◆ INSTRUCTIONS TO FOLLOW: Scan the records for the string "cyclic" and copy every line that holds it.

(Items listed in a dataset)
━━━━━━

PR #665, opened 2025-07-30
improving the JavaScript target with exporting of the IDL type object…

lastmjs:
…s and deprecations of the factory functions

**Overview**

**Requirements**

**Considered Solutions**

**Recommended Solution**

**Considerations**

### DIFF
--- a/rust/candid_parser/src/bindings/javascript.rs
+++ b/rust/candid_parser/src/bindings/javascript.rs
@@ -200,11 +200,17 @@ fn pp_defs<'a>(
     env: &'a TypeEnv,
     def_list: &'a [&'a str],
     recs: &'a BTreeSet<&'a str>,
+    export: bool,
 ) -> RcDoc<'a> {
-    let recs_doc = lines(
-        recs.iter()
-            .map(|id| kwd("const").append(ident(id)).append(" = IDL.Rec();")),
-    );
+    let export_prefix = if export { str("export ") } else { RcDoc::nil() };
+
+    let recs_doc = lines(recs.iter().map(|id| {
+        export_prefix
+            .clone()
+            .append(kwd("const"))
+            .append(ident(id))
+            .append(" = IDL.Rec();")
+    }));
     let defs = lines(def_list.iter().map(|id| {
         let ty = env.find_type(id).unwrap();
         if recs.contains(id) {
@@ -212,7 +218,9 @@ fn pp_defs<'a>(
                 .append(".fill")
                 .append(enclose("(", pp_ty(ty), ");"))
         } else {
-            kwd("const")
+            export_prefix
+                .clone()
+                .append(kwd("const"))
                 .append(ident(id))
                 .append(" = ")
                 .append(pp_ty(ty))
@@ -237,38 +245,84 @@ fn pp_actor<'a>(ty: &'a Type, recs: &'a BTreeSet<&'a str>) -> RcDoc<'a> {
     }
 }
 
+fn pp_deprecation_comment<'a>() -> RcDoc<'a> {
+    str("/**").append(RcDoc::hardline())
+        .append(" * @deprecated Import IDL types directly from this module instead of using this factory function.")
+        .append(RcDoc::hardline())
+        .append(" */")
+        .append(RcDoc::hardline())
+}
+
 pub fn compile(env: &TypeEnv, actor: &Option<Type>) -> String {
     match actor {
         None => {
             let def_list: Vec<_> = env.0.iter().map(|pair| pair.0.as_ref()).collect();
             let recs = infer_rec(env, &def_list).unwrap();
-            let doc = pp_defs(env, &def_list, &recs);
-            doc.pretty(LINE_WIDTH).to_string()
+            let import_doc = str("import { IDL } from '@dfinity/candid';");
+            let doc = pp_defs(env, &def_list, &recs, true);
+            let result = import_doc
+                .append(RcDoc::hardline())
+                .append(RcDoc::hardline())
+                .append(doc)
+                .pretty(LINE_WIDTH)
+                .to_string();
+
+            result
         }
         Some(actor) => {
             let def_list = chase_actor(env, actor).unwrap();
             let recs = infer_rec(env, &def_list).unwrap();
-            let defs = pp_defs(env, &def_list, &recs);
             let init = if let TypeInner::Class(ref args, _) = actor.as_ref() {
                 args.as_slice()
             } else {
                 &[][..]
             };
-            let actor = kwd("return").append(pp_actor(actor, &recs)).append(";");
-            let body = defs.append(actor);
-            let doc = str("export const idlFactory = ({ IDL }) => ")
-                .append(enclose_space("{", body, "};"));
-            // export init args
+
+            let import_doc = str("import { IDL } from '@dfinity/candid';");
+            let defs = pp_defs(env, &def_list, &recs, true);
+            let actor = pp_actor(actor, &recs);
+
+            let idl_service = str("export const idlService = ")
+                .append(actor.clone())
+                .append(";");
+
+            let idl_init_args = str("export const idlInitArgs = ")
+                .append(pp_rets(init))
+                .append(";");
+
+            let idl_factory_return = kwd("return").append(actor).append(";");
+            let idl_factory_body = pp_defs(env, &def_list, &recs, false).append(idl_factory_return);
+            let idl_factory_doc = pp_deprecation_comment()
+                .append(str("export const idlFactory = ({ IDL }) => "))
+                .append(enclose_space("{", idl_factory_body, "};"));
+
             let init_defs = chase_types(env, init).unwrap();
             let init_recs = infer_rec(env, &init_defs).unwrap();
-            let init_defs_doc = pp_defs(env, &init_defs, &init_recs);
+            let init_defs_doc = pp_defs(env, &init_defs, &init_recs, false);
             let init_doc = kwd("return").append(pp_rets(init)).append(";");
             let init_doc = init_defs_doc.append(init_doc);
-            let init_doc =
-                str("export const init = ({ IDL }) => ").append(enclose_space("{", init_doc, "};"));
+            let init_doc = pp_deprecation_comment()
+                .append(str("export const init = ({ IDL }) => "))
+                .append(enclose_space("{", init_doc, "};"));
             let init_doc = init_doc.pretty(LINE_WIDTH).to_string();
-            let doc = doc.append(RcDoc::hardline()).append(init_doc);
-            doc.pretty(LINE_WIDTH).to_string()
+
+            let result = import_doc
+                .append(RcDoc::hardline())
+                .append(RcDoc::hardline())
+                .append(defs)
+                .append(RcDoc::hardline())
+                .append(idl_service)
+                .append(RcDoc::hardline())
+                .append(RcDoc::hardline())
+                .append(idl_init_args)
+                .append(RcDoc::hardline())
+                .append(RcDoc::hardline())
+                .append(idl_factory_doc)
+                .append(RcDoc::hardline())
+                .append(RcDoc::hardline())
+                .append(init_doc);
+
+            result.pretty(LINE_WIDTH).to_string()
         }
     }
 }
--- a/rust/candid_parser/tests/assets/ok/actor.js
+++ b/rust/candid_parser/tests/assets/ok/actor.js
@@ -1,3 +1,24 @@
+import { IDL } from '@dfinity/candid';
+
+export const o = IDL.Rec();
+export const f = IDL.Func([IDL.Int8], [IDL.Int8], []);
+export const h = IDL.Func([f], [f], []);
+export const g = f;
+o.fill(IDL.Opt(o));
+
+export const idlService = IDL.Service({
+  'f' : IDL.Func([IDL.Nat], [h], []),
+  'g' : f,
+  'h' : g,
+  'h2' : h,
+  'o' : IDL.Func([o], [o], []),
+});
+
+export const idlInitArgs = [];
+
+/**
+ * @deprecated Import IDL types directly from this module instead of using this factory function.
+ */
 export const idlFactory = ({ IDL }) => {
   const o = IDL.Rec();
   const f = IDL.Func([IDL.Int8], [IDL.Int8], []);
@@ -12,4 +33,8 @@ export const idlFactory = ({ IDL }) => {
     'o' : IDL.Func([o], [o], []),
   });
 };
+
+/**
+ * @deprecated Import IDL types directly from this module instead of using this factory function.
+ */
 export const init = ({ IDL }) => { return []; };
--- a/rust/candid_parser/tests/assets/ok/class.js
+++ b/rust/candid_parser/tests/assets/ok/class.js
@@ -1,3 +1,19 @@
+import { IDL } from '@dfinity/candid';
+
+export const List = IDL.Rec();
+List.fill(IDL.Opt(IDL.Tuple(IDL.Int, List)));
+export const Profile = IDL.Record({ 'age' : IDL.Nat8, 'name' : IDL.Text });
+
+export const idlService = IDL.Service({
+  'get' : IDL.Func([], [List], []),
+  'set' : IDL.Func([List], [List], []),
+});
+
+export const idlInitArgs = [IDL.Int, List, Profile];
+
+/**
+ * @deprecated Import IDL types directly from this module instead of using this factory function.
+ */
 export const idlFactory = ({ IDL }) => {
   const List = IDL.Rec();
   List.fill(IDL.Opt(IDL.Tuple(IDL.Int, List)));
@@ -7,6 +23,10 @@ export const idlFactory = ({ IDL }) => {
     'set' : IDL.Func([List], [List], []),
   });
 };
+
+/**
+ * @deprecated Import IDL types directly from this module instead of using this factory function.
+ */
 export const init = ({ IDL }) => {
   const List = IDL.Rec();
   List.fill(IDL.Opt(IDL.Tuple(IDL.Int, List)));
--- a/rust/candid_parser/tests/assets/ok/comment.js
+++ b/rust/candid_parser/tests/assets/ok/comment.js
@@ -1,2 +1,4 @@
-const id = IDL.Nat8;
+import { IDL } from '@dfinity/candid';
+
+export const id = IDL.Nat8;
 
--- a/rust/candid_parser/tests/assets/ok/cyclic.js
+++ b/rust/candid_parser/tests/assets/ok/cyclic.js
@@ -1,3 +1,22 @@
+import { IDL } from '@dfinity/candid';
+
+export const A = IDL.Rec();
+export const C = A;
+export const B = IDL.Opt(C);
+A.fill(IDL.Opt(B));
+export const Z = A;
+export const Y = Z;
+export const X = Y;
+
+export const idlService = IDL.Service({
+  'f' : IDL.Func([A, B, C, X, Y, Z], [], []),
+});
+
+export const idlInitArgs = [];
+
+/**
+ * @deprecated Import IDL types directly from this module instead of using this factory function.
+ */
 export const idlFactory = ({ IDL }) => {
   const A = IDL.Rec();
   const C = A;
@@ -8,4 +27,8 @@ export const idlFactory = ({ IDL }) => {
   const X = Y;
   return IDL.Service({ 'f' : IDL.Func([A, B, C, X, Y, Z], [], []) });
 };
+
+/**
+ * @deprecated Import IDL types directly from this module instead of using this factory function.
+ */
 export const init = ({ IDL }) => { return []; };
--- a/rust/candid_parser/tests/assets/ok/empty.js
+++ b/rust/candid_parser/tests/assets/ok/empty.js
@@ -1,3 +1,23 @@
+import { IDL } from '@dfinity/candid';
+
+export const T = IDL.Rec();
+T.fill(IDL.Tuple(T));
+
+export const idlService = IDL.Service({
+  'f' : IDL.Func([IDL.Record({})], [IDL.Variant({})], []),
+  'g' : IDL.Func([T], [IDL.Variant({ 'a' : T })], []),
+  'h' : IDL.Func(
+      [IDL.Tuple(T, IDL.Empty)],
+      [IDL.Variant({ 'a' : T, 'b' : IDL.Record({}) })],
+      [],
+    ),
+});
+
+export const idlInitArgs = [];
+
+/**
+ * @deprecated Import IDL types directly from this module instead of using this factory function.
+ */
 export const idlFactory = ({ IDL }) => {
   const T = IDL.Rec();
   T.fill(IDL.Tuple(T));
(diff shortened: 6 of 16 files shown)


rust/candid_parser/src/bindings/javascript.rs
```diff
@@ -237,38 +245,84 @@ fn pp_actor<'a>(ty: &'a Type, recs: &'a BTreeSet<&'a str>) -> RcDoc<'a> {
...
+}
+
 pub fn compile(env: &TypeEnv, actor: &Option<Type>) -> String {
     match actor {
         None => {
             let def_list: Vec<_> = env.0.iter().map(|pair| pair.0.as_ref()).collect();
             let recs = infer_rec(env, &def_list).unwrap();
-            let doc = pp_defs(env, &def_list, &recs);
-            doc.pretty(LINE_WIDTH).to_string()
+            let import_doc = str("import { IDL } from '@dfinity/candid';");
```
ilbertt: I would extract this into a function (e.g. `pp_imports`) so that we can reuse it:

```rust
fn pp_imports<'a>() -> RcDoc<'a> {
    str("import { IDL } from '@dfinity/candid';")
        .append(RcDoc::hardline())
        .append(RcDoc::hardline())
}
```

rust/candid_parser/src/bindings/javascript.rs
```diff
@@ -237,38 +245,84 @@ fn pp_actor<'a>(ty: &'a Type, recs: &'a BTreeSet<&'a str>) -> RcDoc<'a> {
...
-            let init_defs_doc = pp_defs(env, &init_defs, &init_recs);
+            let init_defs_doc = pp_defs(env, &init_defs, &init_recs, false);
             let init_doc = kwd("return").append(pp_rets(init)).append(";");
             let init_doc = init_defs_doc.append(init_doc);
-            let init_doc =
-                str("export const init = ({ IDL }) => ").append(enclose_space("{", init_doc, "};"));
+            let init_doc = pp_deprecation_comment()
+                .append(str("export const init = ({ IDL }) => "))
+                .append(enclose_space("{", init_doc, "};"));
             let init_doc = init_doc.pretty(LINE_WIDTH).to_string();
```
ilbertt: I would now extract this into a function as well, e.g. `pp_init_args`

rust/candid_parser/src/bindings/javascript.rs
```diff
@@ -237,38 +245,84 @@ fn pp_actor<'a>(ty: &'a Type, recs: &'a BTreeSet<&'a str>) -> RcDoc<'a> {
...
+
+            let idl_init_args = str("export const idlInitArgs = ")
+                .append(pp_rets(init))
+                .append(";");
+
+            let idl_factory_return = kwd("return").append(actor).append(";");
+            let idl_factory_body = pp_defs(env, &def_list, &recs, false).append(idl_factory_return);
+            let idl_factory_doc = pp_deprecation_comment()
+                .append(str("export const idlFactory = ({ IDL }) => "))
+                .append(enclose_space("{", idl_factory_body, "};"));
```
ilbertt: Same: I would now extract this into a function.

rust/candid_parser/src/bindings/javascript.rs
```diff
@@ -237,38 +245,84 @@ fn pp_actor<'a>(ty: &'a Type, recs: &'a BTreeSet<&'a str>) -> RcDoc<'a> {
...
+            let defs = pp_defs(env, &def_list, &recs, true);
+            let actor = pp_actor(actor, &recs);
+
+            let idl_service = str("export const idlService = ")
+                .append(actor.clone())
+                .append(";");
+
+            let idl_init_args = str("export const idlInitArgs = ")
+                .append(pp_rets(init))
+                .append(";");
```
ilbertt: We can also extract this into a function

rust/candid_parser/src/bindings/javascript.rs
```diff
@@ -237,38 +245,84 @@ fn pp_actor<'a>(ty: &'a Type, recs: &'a BTreeSet<&'a str>) -> RcDoc<'a> {
...
+
+            let idl_factory_return = kwd("return").append(actor).append(";");
+            let idl_factory_body = pp_defs(env, &def_list, &recs, false).append(idl_factory_return);
+            let idl_factory_doc = pp_deprecation_comment()
+                .append(str("export const idlFactory = ({ IDL }) => "))
```
ilbertt: I would now rename the `IDL` parameter to something like:

```suggestion
                .append(str("export const idlFactory = ({ IDL: IDLModule }) => "))
```

to avoid variable shadowing and make sure we are using the IDL passed as argument inside the `idlFactory` and the `init` functions, and **not** the top level imported `IDL` obect instead.

This requires us to pass a new argument (e.g. `idl_module_name: 'a str`) around all the nested functions until `pp_ty`, but I think it's worth it. Maybe you can find a better way to avoid passing this argument around.

ilbertt (changes requested):
Just to confirm: the use case you are trying to solve is not about being able to programmatically access the args and return types inside functions, right? Otherwise, we may need to export a `serviceMethods` object, similar to what @nathanosdev was doing in https://github.com/dfinity/candid/pull/610/files#diff-c0a840e21a25105098350b8bb524fa19d48e84949aed98ccbf945da739a1ed79R263-R274.

Btw, we can now make use of the doc comments (similar to what we added in the `ts` target in https://github.com/dfinity/candid/pull/638). I can add them in a separate PR though, so that we keep this one small.

rust/candid_parser/tests/assets/ok/actor.js
```diff
@@ -1,3 +1,24 @@
+import { IDL } from '@dfinity/candid';
+
+export const o = IDL.Rec();
+export const f = IDL.Func([IDL.Int8], [IDL.Int8], []);
+export const h = IDL.Func([f], [f], []);
+export const g = f;
+o.fill(IDL.Opt(o));
+
+export const idlService = IDL.Service({
```
nathanosdev, line 9: There's no corresponding `.d.ts` change for `idlService` and `idlInitArgs`, or any of the newly exported properties above. The objects will be available at runtime to JavaScript, but TypeScript won't recognize them at compile time.

rust/candid_parser/src/bindings/javascript.rs
nathanosdev: I think this is fine as-is to avoid the complexity.

Avoiding variable shadowing is a stylistic choice and this function is deprecated now anyway. I don't think it's worth introducing additional complexity for a stylistic choice in a deprecated function.

rust/candid_parser/src/bindings/javascript.rs
```diff
@@ -237,38 +245,84 @@ fn pp_actor<'a>(ty: &'a Type, recs: &'a BTreeSet<&'a str>) -> RcDoc<'a> {
     }
 }
 
+fn pp_deprecation_comment<'a>() -> RcDoc<'a> {
+    str("/**").append(RcDoc::hardline())
+        .append(" * @deprecated Import IDL types directly from this module instead of using this factory function.")
```
ilbertt: We should also add a note that this is possible only on @dfinity/candid v3.0.1, something like:

```suggestion
        .append(" * @deprecated Since `@dfinity/candid` v3.0.1, you can import IDL types directly from this module instead of using this factory function.")
```

rust/candid_parser/src/bindings/javascript.rs
lastmjs: I went down this road and decided against it because of Rust ownership issues.

rust/candid_parser/src/bindings/javascript.rs
lastmjs: I went down this road and decided against it because of Rust ownership issues.

rust/candid_parser/src/bindings/javascript.rs
lastmjs: Which part exactly? I really don't think it's worth breaking these out into functions, from my experience it's not as simple or as beneficial as it seems.

rust/candid_parser/src/bindings/javascript.rs
lastmjs: We should also add these to the TypeScript types

rust/candid_parser/src/bindings/javascript.rs
ilbertt: Let's keep it as it is for now

rust/candid_parser/tests/assets/ok/actor.js
lastmjs: `or any of the newly exported properties above` what are you referring to here?

rust/candid_parser/src/bindings/javascript.rs
lastmjs: Done

rust/candid_parser/tests/assets/ok/actor.js
lastmjs: I believe I have finished this now, as the `.d.ts` files already seem to be exporting the Candid types themselves, and I've just added the `idlService` and `idlInitargs` variables.

rust/candid_parser/src/bindings/javascript.rs
```diff
@@ -238,39 +246,87 @@ fn pp_actor<'a>(ty: &'a Type, recs: &'a BTreeSet<&'a str>) -> RcDoc<'a> {
...
+
+            let import_doc = str("import { IDL } from '@dfinity/candid';");
+            let defs = pp_defs(env, &def_list, &recs, true);
+            let actor = pp_actor(actor, &recs);
+
+            let idl_service = str("export const idlService = ")
+                .append(actor.clone())
+                .append(";");
+
+            let idl_init_args = str("export const idlInitArgs = ")
```
lastmjs, line 277: Would a better name be `idlInitParams`? Generally arguments are the actual runtime values, and parameters are the variables in a function or method signature.

The `IDL` type objects are really parameters describing the types of the values that will be passed into a service during initialization and post upgrade.

Right?

rust/candid_parser/src/bindings/javascript.rs
```diff
@@ -238,39 +246,87 @@ fn pp_actor<'a>(ty: &'a Type, recs: &'a BTreeSet<&'a str>) -> RcDoc<'a> {
     }
 }
 
+pub fn pp_deprecation_comment<'a>() -> RcDoc<'a> {
+    str("/**").append(RcDoc::hardline())
+        .append(" * @deprecated Since `@dfinity/candid` v3.2.1, you can import IDL types directly from this module instead of using this factory function.")
```
ilbertt: See https://js.icp.build/core/changelog#301---2025-07-22:
```suggestion
        .append(" * @deprecated Since `@dfinity/candid` v3.0.1, you can import IDL types directly from this module instead of using this factory function.")
```

rust/candid_parser/src/bindings/javascript.rs
ilbertt: I would still extract this into a function or constant, so that we can change it in one place when needed (probably soon). Shouldn't give any issues with Rust ownerships

rust/candid_parser/tests/assets/ok/actor.js
ilbertt: I think this is fine now

rust/candid_parser/src/bindings/javascript.rs
ilbertt: Params makes more sense for me as well, but as far as I know we've always referred to the initialization parameters as the "init args". I believe the reason is that those params are passed to the init function exposed by the canister, so you can also consider them "runtime values".

In any case, I would not change the terminology to avoid confusion.

rust/candid_parser/src/bindings/javascript.rs
```diff
@@ -238,39 +246,87 @@ fn pp_actor<'a>(ty: &'a Type, recs: &'a BTreeSet<&'a str>) -> RcDoc<'a> {
     }
 }
 
+pub fn pp_deprecation_comment<'a>() -> RcDoc<'a> {
```
ilbertt: Not really important, but since we use it in the typescript bindings as well, this could be called something like:
```suggestion
pub fn pp_idl_factory_deprecation_comment<'a>() -> RcDoc<'a> {
```

ilbertt (commented):
I've updated the `next` branch now. Can you merge it into your branch (again)?

For the rest, I just left a few minor comments. I think we are really close to complete it!

rust/candid_parser/src/bindings/javascript.rs
lastmjs: Done

rust/candid_parser/src/bindings/javascript.rs
lastmjs: I'm confused. It will only be with the next release that has this code in it that will allow developers to import the IDL types directly from this module instead of using the factory functions.

As of `v3.0.1` the IDL types are still stuck in the generated code without being able to export them.

lastmjs: Unless you would like me to change the wording to keep `v3.0.1` and just explain that factory functions are no longer needed in general because of the changes in the version? So ignore being able to export from the module? It's just that this module is where these functions were used from, so without the `export` keywords I don't really feel like the factory functions are deprecated.

rust/candid_parser/src/bindings/javascript.rs
lastmjs: Done

rust/candid_parser/src/bindings/javascript.rs
lastmjs: I believe this is the last comment to resolve, let me know what you think

ilbertt: The agent-js `v3.0.1` (aka [@dfinity/candid@3.0.1](https://www.npmjs.com/package/@dfinity/candid/v/3.0.1)) was the first version to have the fix for `instanceof`. This fix allows devs to import IDL types from wherever, including the JS bindings generated by `dfx`/`didc`, which are these bindings. The agent-js version is not linked to this repo.

rust/candid_parser/src/bindings/javascript.rs
```diff
@@ -230,39 +238,91 @@ fn pp_actor<'a>(ty: &'a Type, recs: &'a BTreeSet<&'a str>) -> RcDoc<'a> {
...
         None => {
             let def_list: Vec<_> = env.to_sorted_iter().map(|pair| pair.0.as_str()).collect();
             let recs = infer_rec(env, &def_list).unwrap();
-            let doc = pp_defs(env, &def_list, &recs);
-            doc.pretty(LINE_WIDTH).to_string()
+            let import_doc = pp_imports();
+            let doc = pp_defs(env, &def_list, &recs, true);
+            let result = import_doc
+                .append(RcDoc::hardline())
+                .append(RcDoc::hardline())
```
ilbertt:
```suggestion
            let doc = pp_defs(env, &def_list, &recs, true);
            let result = pp_imports()
```

rust/candid_parser/src/bindings/javascript.rs
```diff
@@ -230,39 +238,91 @@ fn pp_actor<'a>(ty: &'a Type, recs: &'a BTreeSet<&'a str>) -> RcDoc<'a> {
     }
 }
 
+fn pp_imports<'a>() -> RcDoc<'a> {
+    str("import { IDL } from '@dfinity/candid';")
```
ilbertt, line 245:
```suggestion
    str("import { IDL } from '@dfinity/candid';")
        .append(RcDoc::hardline())
        .append(RcDoc::hardline())
```

rust/candid_parser/src/bindings/javascript.rs
```diff
@@ -230,39 +238,91 @@ fn pp_actor<'a>(ty: &'a Type, recs: &'a BTreeSet<&'a str>) -> RcDoc<'a> {
...
+            let init_doc = pp_idl_factory_deprecation_comment()
+                .append(str("export const init = ({ IDL }) => "))
+                .append(enclose_space("{", init_doc, "};"));
             let init_doc = init_doc.pretty(LINE_WIDTH).to_string();
-            let doc = doc.append(RcDoc::hardline()).append(init_doc);
-            doc.pretty(LINE_WIDTH).to_string()
+
+            let result = import_doc
+                .append(RcDoc::hardline())
+                .append(RcDoc::hardline())
```
ilbertt:
```suggestion
            let result = pp_imports()
```

rust/candid_parser/src/bindings/javascript.rs
```diff
@@ -230,39 +238,91 @@ fn pp_actor<'a>(ty: &'a Type, recs: &'a BTreeSet<&'a str>) -> RcDoc<'a> {
...
             let init = types.as_slice();
-            let actor = kwd("return").append(pp_actor(actor, &recs)).append(";");
-            let body = defs.append(actor);
-            let doc = str("export const idlFactory = ({ IDL }) => ")
-                .append(enclose_space("{", body, "};"));
-            // export init args
-            let init_defs = chase_types(env, init).unwrap();
+            let init_types: Vec<Type> = init.iter().map(|a| a.clone()).collect();
+
+            let import_doc = pp_imports();
```
ilbertt:
```suggestion
```

rust/candid_parser/src/bindings/javascript.rs
```diff
@@ -230,39 +238,91 @@ fn pp_actor<'a>(ty: &'a Type, recs: &'a BTreeSet<&'a str>) -> RcDoc<'a> {
...
                 Vec::new()
             };
             let init = types.as_slice();
-            let actor = kwd("return").append(pp_actor(actor, &recs)).append(";");
-            let body = defs.append(actor);
-            let doc = str("export const idlFactory = ({ IDL }) => ")
-                .append(enclose_space("{", body, "};"));
-            // export init args
-            let init_defs = chase_types(env, init).unwrap();
+            let init_types: Vec<Type> = init.iter().map(|a| a.clone()).collect();
```
ilbertt: This Vec is not necessary, you can pass the `init` slice around. Feel free to rename it to `init_types`
```suggestion
            let init = types.as_slice();
```

rust/candid_parser/src/bindings/javascript.rs
```diff
@@ -230,39 +238,91 @@ fn pp_actor<'a>(ty: &'a Type, recs: &'a BTreeSet<&'a str>) -> RcDoc<'a> {
...
+            let idl_factory_body = pp_defs(env, &def_list, &recs, false).append(idl_factory_return);
+            let idl_factory_doc = pp_idl_factory_deprecation_comment()
+                .append(str("export const idlFactory = ({ IDL }) => "))
+                .append(enclose_space("{", idl_factory_body, "};"));
+
+            let init_defs = chase_types(env, &init_types).unwrap();
             let init_recs = infer_rec(env, &init_defs).unwrap();
-            let init_defs_doc = pp_defs(env, &init_defs, &init_recs);
-            let init_doc = kwd("return").append(pp_rets(init)).append(";");
+            let init_defs_refs: Vec<&str> = init_defs.iter().map(|s| *s).collect();
```
ilbertt: Not necessary, you can pass the `init_defs` vec around
```suggestion
```

ilbertt (changes requested):

rust/candid_parser/src/bindings/javascript.rs
lastmjs: Done

rust/candid_parser/src/bindings/javascript.rs
lastmjs: Done

rust/candid_parser/src/bindings/javascript.rs
lastmjs: Removed the deprecation comment

rust/candid_parser/src/bindings/javascript.rs
lastmjs: Done

rust/candid_parser/src/bindings/javascript.rs
lastmjs: Done

rust/candid_parser/src/bindings/javascript.rs
lastmjs: Done

rust/candid_parser/src/bindings/javascript.rs
lastmjs: Done

ilbertt (approved):
I plan to test these changes in a fresh project that uses both agent-js v2 and v3, to check that we don't have regressions. Once done, I'll merge the PR.

rust/candid_parser/src/bindings/javascript.rs
```diff
@@ -193,19 +193,27 @@ fn pp_defs<'a>(
     env: &'a TypeEnv,
     def_list: &'a [&'a str],
     recs: &'a BTreeSet<&'a str>,
+    export: bool,
 ) -> RcDoc<'a> {
-    let recs_doc = lines(
-        recs.iter()
-            .map(|id| kwd("const").append(ident(id)).append(" = IDL.Rec();")),
-    );
+    let export_prefix = if export { str("export ") } else { RcDoc::nil() };
```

━━━━━━

◆ ANSWER BOX:
--- a/rust/candid_parser/tests/assets/ok/cyclic.js
+++ b/rust/candid_parser/tests/assets/ok/cyclic.js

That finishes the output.